WHAT YOU HAVE TO DO.
Give back exactly the lines of the entries below from the line with "- Extracted a" to the line with "- Updated source-shape", inclusive, and only those.

═══ SOURCE MATERIAL ═══

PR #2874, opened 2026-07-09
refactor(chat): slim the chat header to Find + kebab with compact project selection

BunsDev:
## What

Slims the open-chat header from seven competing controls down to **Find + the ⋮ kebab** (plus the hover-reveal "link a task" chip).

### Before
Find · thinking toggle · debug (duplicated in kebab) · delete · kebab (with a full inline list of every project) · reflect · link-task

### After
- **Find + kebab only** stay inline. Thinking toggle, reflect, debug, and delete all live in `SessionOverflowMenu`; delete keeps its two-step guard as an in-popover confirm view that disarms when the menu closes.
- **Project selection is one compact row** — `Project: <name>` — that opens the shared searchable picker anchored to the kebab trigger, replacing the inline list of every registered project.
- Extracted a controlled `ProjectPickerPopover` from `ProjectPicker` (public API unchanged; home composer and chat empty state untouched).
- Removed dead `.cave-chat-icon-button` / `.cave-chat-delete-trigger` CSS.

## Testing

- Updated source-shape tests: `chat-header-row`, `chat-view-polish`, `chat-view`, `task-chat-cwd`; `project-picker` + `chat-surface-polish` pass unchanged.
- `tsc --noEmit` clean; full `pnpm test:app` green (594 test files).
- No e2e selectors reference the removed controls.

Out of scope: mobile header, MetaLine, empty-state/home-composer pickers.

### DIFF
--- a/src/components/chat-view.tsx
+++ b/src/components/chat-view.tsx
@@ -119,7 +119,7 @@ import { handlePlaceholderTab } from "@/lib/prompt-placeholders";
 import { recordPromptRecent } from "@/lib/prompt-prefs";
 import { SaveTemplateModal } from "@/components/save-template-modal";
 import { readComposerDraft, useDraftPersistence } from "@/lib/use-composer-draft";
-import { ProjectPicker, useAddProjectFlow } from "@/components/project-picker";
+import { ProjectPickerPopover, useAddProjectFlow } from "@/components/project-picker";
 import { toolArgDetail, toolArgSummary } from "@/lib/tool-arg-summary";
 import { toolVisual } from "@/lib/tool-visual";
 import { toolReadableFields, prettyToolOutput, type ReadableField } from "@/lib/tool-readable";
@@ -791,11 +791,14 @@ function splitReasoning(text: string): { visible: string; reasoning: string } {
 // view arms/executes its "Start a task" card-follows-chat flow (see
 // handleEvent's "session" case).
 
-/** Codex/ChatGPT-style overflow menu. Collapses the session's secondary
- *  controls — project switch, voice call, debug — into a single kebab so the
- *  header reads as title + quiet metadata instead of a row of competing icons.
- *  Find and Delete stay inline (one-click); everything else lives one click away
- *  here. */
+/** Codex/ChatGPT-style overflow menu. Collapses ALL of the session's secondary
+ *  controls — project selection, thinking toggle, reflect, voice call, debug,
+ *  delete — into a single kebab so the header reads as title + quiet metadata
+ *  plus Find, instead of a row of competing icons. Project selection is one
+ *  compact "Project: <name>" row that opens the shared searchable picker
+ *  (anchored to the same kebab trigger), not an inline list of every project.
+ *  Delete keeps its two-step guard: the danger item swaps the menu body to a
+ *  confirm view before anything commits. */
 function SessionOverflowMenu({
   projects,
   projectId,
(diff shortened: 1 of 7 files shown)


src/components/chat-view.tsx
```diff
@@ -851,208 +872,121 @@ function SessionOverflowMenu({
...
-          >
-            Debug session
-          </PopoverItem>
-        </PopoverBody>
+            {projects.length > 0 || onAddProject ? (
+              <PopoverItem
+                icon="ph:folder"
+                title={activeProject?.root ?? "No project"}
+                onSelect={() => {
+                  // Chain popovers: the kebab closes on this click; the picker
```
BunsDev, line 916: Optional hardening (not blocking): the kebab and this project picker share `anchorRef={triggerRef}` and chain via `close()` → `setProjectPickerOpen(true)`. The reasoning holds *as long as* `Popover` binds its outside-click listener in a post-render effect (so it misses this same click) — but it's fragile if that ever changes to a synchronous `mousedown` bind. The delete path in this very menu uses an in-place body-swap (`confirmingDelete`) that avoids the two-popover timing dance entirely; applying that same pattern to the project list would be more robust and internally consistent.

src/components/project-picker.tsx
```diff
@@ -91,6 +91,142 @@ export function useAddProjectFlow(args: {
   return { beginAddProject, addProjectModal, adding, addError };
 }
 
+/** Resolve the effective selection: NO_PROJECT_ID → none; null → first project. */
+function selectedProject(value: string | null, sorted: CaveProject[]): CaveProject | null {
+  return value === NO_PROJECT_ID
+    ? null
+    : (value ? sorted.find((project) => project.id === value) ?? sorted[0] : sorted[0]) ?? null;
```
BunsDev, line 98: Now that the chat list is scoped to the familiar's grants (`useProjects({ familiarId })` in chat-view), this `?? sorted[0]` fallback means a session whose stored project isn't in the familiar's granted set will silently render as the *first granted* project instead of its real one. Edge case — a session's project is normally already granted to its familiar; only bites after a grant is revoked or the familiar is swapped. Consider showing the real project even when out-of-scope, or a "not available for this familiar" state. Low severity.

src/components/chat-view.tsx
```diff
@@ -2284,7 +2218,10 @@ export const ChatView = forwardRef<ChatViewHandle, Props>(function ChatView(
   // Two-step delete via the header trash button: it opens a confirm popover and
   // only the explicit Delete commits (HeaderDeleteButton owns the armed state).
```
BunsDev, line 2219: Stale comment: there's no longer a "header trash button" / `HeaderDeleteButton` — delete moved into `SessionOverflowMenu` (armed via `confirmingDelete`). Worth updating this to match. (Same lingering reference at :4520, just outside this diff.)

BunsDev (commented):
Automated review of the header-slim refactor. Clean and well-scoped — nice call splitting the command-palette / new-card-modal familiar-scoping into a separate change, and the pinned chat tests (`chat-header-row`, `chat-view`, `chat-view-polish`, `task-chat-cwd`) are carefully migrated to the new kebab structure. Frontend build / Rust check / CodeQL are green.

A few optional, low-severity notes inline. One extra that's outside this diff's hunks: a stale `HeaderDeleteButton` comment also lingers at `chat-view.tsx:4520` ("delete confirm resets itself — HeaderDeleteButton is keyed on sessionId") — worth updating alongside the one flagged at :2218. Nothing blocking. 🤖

═══

ANSWER BOX.
- Extracted a controlled `ProjectPickerPopover` from `ProjectPicker` (public API unchanged; home composer and chat empty state untouched).
- Removed dead `.cave-chat-icon-button` / `.cave-chat-delete-trigger` CSS.

## Testing

- Updated source-shape tests: `chat-header-row`, `chat-view-polish`, `chat-view`, `task-chat-cwd`; `project-picker` + `chat-surface-polish` pass unchanged.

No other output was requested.